Over time, this causes…
2. Organisational complexity
This is when a company grows in hierarchy and in the number of people needed to get the job done — no need to spend more words describing why this is detrimental. Over time, this might become the kiss of death for your organisation (and I’ve seen it happening quite commonly).
The reason why you cannot simplify the company pyramid is, at the core, too many roles!
3. Increase in defensiveness
When the system does not work, and somebody even mildly suggests the problem might be in my area, I might feel attacked, and my ego might ask me to fight back – of course, I am the expert on X, so how can “they” insinuate the problem might be in X?
I’ve noticed that this conflation of expertise and identity in the role is often at the base of many conflicts among people. The silo I am in becomes also an identity to defend.
Of course, we’re all different, and some people are very open to working to get the job done – regardless of where the problem might be; the hell with my ego! But the more roles and silos in a company, the more often these situations arise.
4. Roles are challenging to remove
For many people, a role is recognition. Often, role assignment is considered a career move and has salary implications – my role is important, i.e. I am important.
At the same time, once knowledge gets siloed in a role, it will become much harder for that person to step out of their comfort zone and try something different. Companies usually reward a “job well done” rather than learning!
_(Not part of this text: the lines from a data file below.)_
Issue #114, opened 2021-08-04
regex comparison operator should be =~


glyn:
Perl introduced `=~` as `string =~ regexp` (where regexp actually could be a substitute operator etc.).
Ruby generalized this to `regexp =~ string` and `string =~ regexp`.
(Java, JavaScript, Python, PowerShell don't have an operator at all; this is all handled using method calls.)

So if we want to have syntax for regexp matching, we probably want to go with Perl's.

_Originally posted by @cabo in https://github.com/ietf-wg-jsonpath/draft-ietf-jsonpath-base/issues/112#issuecomment-892642185_

Issue #113, opened 2021-08-04
Operator precedence table


glyn:
Introducing an operator precedence table will help us comunicate what we are trying to achieve precedence-wise in the ABNF syntax.

_Originally posted by @cabo in https://github.com/ietf-wg-jsonpath/draft-ietf-jsonpath-base/issues/111#issuecomment-892618964_

goessner:
Here is a first version ... taken from [MDN](https://developer.mozilla.org/en-US/docs/Web/JavaScript/Reference/Operators/Operator_Precedence)

| Precedence | Operator type | Syntax | Comment |
|:--:|:--:|:--:|:--:|
|  6  | Grouping | `(...)` |  | 
|  5  | Logical NOT | `!` |  | 
|  4  | Less Than<br>Greater Than<br>Less Than Or Equal<br>Greater Than Or Equal | `<`<br>`>`<br>`<=`<br>`>=` | Relation | 
|  3  | Equal To<br>Not Equal To | `==`<br>`!=` | Comparison | 
|  2  | Logical AND | `&&` |  | 
|  1  | Logical OR | `\|\|` |  |

glyn:
Thanks for that @goessner!

I suggest we combine the third and fourth rows and give `==` and `!=` the same precedence as the other comparison operators as I don't think there is a situation where their relative precedence is necessary.

Also, having a separate row for `==` and `!=` gives the impression we want to entertain expressions such as:
```
@.foo < 2 == @.bar
```
and
```
1 < 2 == 2 < 3
```
which I'd prefer to avoid

goessner:
Yes ... so ...

| Precedence | Operator type | Syntax | Comment |
|:--:|:--:|:--:|:--:|
|  5  | Grouping | `(...)` |  | 
|  4  | Logical NOT | `!` |  | 
|  3  | Equal To<br>Not Equal To<br>Less Than<br>Greater Than<br>Less Than Or Equal<br>Greater Than Or Equal | `==`<br>`!=`<br>`<`<br>`>`<br>`<=`<br>`>=` | Comparison | 
|  2  | Logical AND | `&&` |  | 
|  1  | Logical OR | `\|\|` |  |

Issue #112, opened 2021-08-04
Generalise filter comparisons


glyn:
Currently, filter comparison require a path on the left hand side and a constant expression on the right hand side.  This seems overly restrictive. We should generalise it to allow the opposite order as well as path to path comparisons and, for completeness, constant expression to constant expression comparisons.

For example, the following comparisons should be valid:
```
@.foo == 1
1 == @.foo
@.foo == @.bar
1 == 1
```

cabo:
Should `=~` be symmetric, too?

glyn:
Did you mean `~=` (which is what we use in the current draft)?

I think not because its operands have distinct types and it's probably easier to police restrictions and give good diagnostics if we keep `~=` asymmetric. For instance, with the current syntax:
```
@.foo ~= @.bar
```
can fail with an error such as "@.bar needs to be a regular expression literal", which is a bit easier to understand than something like "one side of ~= needs to be a regular expression literal".

Having said that, other generalisations of `~=` may be worth it, such as allowing a string literal (rather than only a path) on the left hand side, for consistency with the above syntax for the other comparison operators, but even that could be give rise to confusion, e.g.:
```
"/.*/" ~= /.*/
```

cabo:
Oops.  It really should be `=~`.

Perl introduced `=~` as `string =~ regexp` (where regexp actually could be a substitute operator etc.).
Ruby generalized this to `regexp =~ string` and `string =~ regexp`.
Java, JavaScript, Python, PowerShell don't have an operator at all; this is all handled using method calls.

So if we want to have syntax for regexp matching, we probably want to go with Perl's.
We also need to discuss whether we need syntax for regexp literals.
But this is maybe leading beyond this github issue.

goessner:
Convinced ... you made the point.

PR #115, opened 2021-08-06
Filter predicate improvements

glyn:
* Generalise comparisons
* Make regex operator conform to Perl etc.
* Add operator precedence table

Fixes https://github.com/ietf-wg-jsonpath/draft-ietf-jsonpath-base/issues/112
Fixes https://github.com/ietf-wg-jsonpath/draft-ietf-jsonpath-base/issues/113
Fixes https://github.com/ietf-wg-jsonpath/draft-ietf-jsonpath-base/issues/114

### DIFF
--- a/draft-ietf-jsonpath-base.md
+++ b/draft-ietf-jsonpath-base.md
@@ -1043,29 +1043,32 @@ logical-or-expr  = logical-and-expr *("||" logical-and-expr)
 logical-and-expr = basic-expr *("&&" basic-expr)      ; conjunction
                                                       ; binds more tightly than disjunction
 
-basic-expr   = comp-expr / existence-expr / paren-expr / (neg-op paren-expr)
-existence-expr = [neg-op] path                        ; path existence or non-existence
+basic-expr   = exist-expr / paren-expr / (neg-op paren-expr) / relation-expr
+exist-expr   = [neg-op] path                          ; path existence or non-existence
+path         = rel-path / json-path
+rel-path     = "@" *(dot-selector / index-selector)
 paren-expr   = "(" boolean-expr ")"                   ; parenthesized expression
 neg-op       = "!"                                    ; not operator
 
-comp-expr    = path (comp-op comparable /             ; comparison
-                     regex-op regex     /             ; RegEx test
-                     in-op container)                 ; containment test
-path         = rel-path / json-path
+relation-expr = comp-expr /                           ; comparison test
+                regex-expr /                          ; regular expression test
+                contain-expr                          ; containment test
+
+comp-expr    = comparable comp-op comparable
+comparable   = number / string-literal /              ; primitive ...
+               true / false / null /                  ; values only
+               path                                   ; path value
 comp-op      = "==" / "!=" /                          ; comparison ...
                "<"  / ">"  /                          ; operators
                "<=" / ">="
-regex-op     = "~="                                   ; RegEx match
+
+regex-expr   = regex-op regex
+regex-op     = "=~"                                   ; regular expression match
+regex        = <TO BE DEFINED>
+
+contain-expr = in-op container
 in-op        = " in "                                 ; in operator
-comparable   = number / string-literal /              ; primitive ...
-               true / false / null /                  ; values only
-               rel-path /                             ; relative path value
-               json-path                              ; any value
-
-rel-path     = "@" *(dot-selector / index-selector)
-
 container = <TO BE DEFINED>
-regex = <TO BE DEFINED>
 ~~~~
 
 Notes:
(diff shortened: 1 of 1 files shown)


draft-ietf-jsonpath-base.md
```diff
@@ -1043,29 +1043,32 @@ logical-or-expr  = logical-and-expr *("||" logical-and-expr)
 logical-and-expr = basic-expr *("&&" basic-expr)      ; conjunction
                                                       ; binds more tightly than disjunction
 
-basic-expr   = comp-expr / existence-expr / paren-expr / (neg-op paren-expr)
-existence-expr = [neg-op] path                        ; path existence or non-existence
+basic-expr   = exist-expr / paren-expr / (neg-op paren-expr) / relation-expr
+exist-expr   = [neg-op] path                          ; path existence or non-existence
+path         = rel-path / json-path
+rel-path     = "@" *(dot-selector / index-selector)
```
gregsdennis, line 1049: Are we only supporting a single selector here, or does the `*( ... )` mean multiple?

draft-ietf-jsonpath-base.md
```diff
@@ -1043,29 +1043,32 @@ logical-or-expr  = logical-and-expr *("||" logical-and-expr)
...
-                     in-op container)                 ; containment test
-path         = rel-path / json-path
+relation-expr = comp-expr /                           ; comparison test
+                regex-expr /                          ; regular expression test
+                contain-expr                          ; containment test
+
+comp-expr    = comparable comp-op comparable
+comparable   = number / string-literal /              ; primitive ...
+               true / false / null /                  ; values only
+               path                                   ; path value
```
gregsdennis, line 1060: I'm curious, are we planning on supporting literal complex values (i.e. object / arrays) at some point later?  Maybe this needs more discussion.

draft-ietf-jsonpath-base.md
```diff
@@ -1081,10 +1084,21 @@ Notes:
 * The behaviour of operators is consistent with the 'C'-family of programming languages.
 <!-- need to clarify -->
 
+The following table lists filter expression operators in order of precedence from highest to lowest.
+
+| Precedence | Operator type | Syntax |
+|:--:|:--:|:--:|
+|  5  | Grouping | `(...)` |
+|  4  | Logical NOT | `!` |
+|  3  | Relations | `==`<br>`!=`<br>`<`<br>`>`<br>`<=`<br>`>=`<br>`=~`<br>` in ` |
```
gregsdennis, line 1093: Is it necessary to have each operator on its own line?  Seems like we could do with two or three per line.  Just a readability question.

gregsdennis (approved):
This looks good.  Just some curiosity questions from me.

draft-ietf-jsonpath-base.md
glyn: `*()` means zero or more repetitions of the contents of the brackets. See [section 3.6](https://www.rfc-editor.org/rfc/rfc5234.html#section-3.6) of RFC 5234.

draft-ietf-jsonpath-base.md
glyn: I agree it needs more discussion, but let's defer such discussion for now to keep this PR nice and small.

draft-ietf-jsonpath-base.md
glyn: Not really. I've pushed a change which groups similar operators together on single lines.

glyn: Perhaps I realise why this had one operator per line. Putting multiple on one line, separated by space or `&nbsp;` results in operators being wrapped in double quotes in the rendered text version (although not the HTML), thus:  
```
            +============+===========+===================+
              | Precedence |  Operator |       Syntax      |
              |            |    type   |                   |
              +============+===========+===================+
              |     5      |  Grouping |       (...)       |
              +------------+-----------+-------------------+
              |     4      |  Logical  |         !         |
              |            |    NOT    |                   |
              +------------+-----------+-------------------+
              |     3      | Relations |     "==" "!="     |
              |            |           | "<" "<=" ">" ">=" |
              |            |           |        "=~"       |
              |            |           |        "in"       |
              +------------+-----------+-------------------+
              |     2      |  Logical  |         &&        |
              |            |    AND    |                   |
              +------------+-----------+-------------------+
              |     1      |  Logical  |         ||        |
              |            |     OR    |                   |
              +------------+-----------+-------------------+
```
This is pretty ugly, so I'm going to revert to one operator per line until someone can suggest better markup.

glyn: Huh! The double quotes are there in the text version even when there is only one operator per line. Given I can't remove the ugliness, switching back to the multiple operators per line version.

glyn: @cabo Do you know a way of avoiding these extraneous double quotes?

glyn: The extra quotes are added by xml2rfc, but I don't know why or how to avoid this. I [posted](https://mailarchive.ietf.org/arch/msg/xml2rfc/30tTnMMcJHCIH8t8-s_NVLZYrFg/) to the xml2rfc mailing list about this.

glyn: So it seems the extra quotes are caused by a [bug](https://trac.ietf.org/trac/xml2rfc/ticket/600) which will be fixed in the upcoming release of xml2rfc. I propose to leave them be for now and pick up the new release of xml2rfc in due course.

goessner:
>   * The behaviour of operators is consistent with the 'C'-family of programming languages.
>   

I think having the precedence table now, above remark is obsolete.


> +The following table lists filter expression operators in order of precedence from highest to lowest.
> +
> +| Precedence | Operator type | Syntax |
> +|:--:|:--:|:--:|
> +|  5  | Grouping | `(...)` |
> +|  4  | Logical NOT | `!` |
> +|  3  | Relations | `==`<br>`!=`<br>`<`<br>`>`<br>`<=`<br>`>=`<br>`=~`<br>` in ` |
>

glyn:
Thanks @goessner. I raised https://github.com/ietf-wg-jsonpath/draft-ietf-jsonpath-base/pull/116 to remove that remark.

This is the primary drive behind the first Larman’s Law of Organizational Behavior, and removing such a role will be very difficult.
Conclusion
Please, please, please: think twice before adding a role. There will be situations where that is the right choice, but in most cases, I’d instead suggest expanding the skills and competencies of the people doing the work and having them act as a team to get the job done. While this is harder in the short term, it might keep your company sane while growing. And remember: it’s much easier to add a role than to remove it!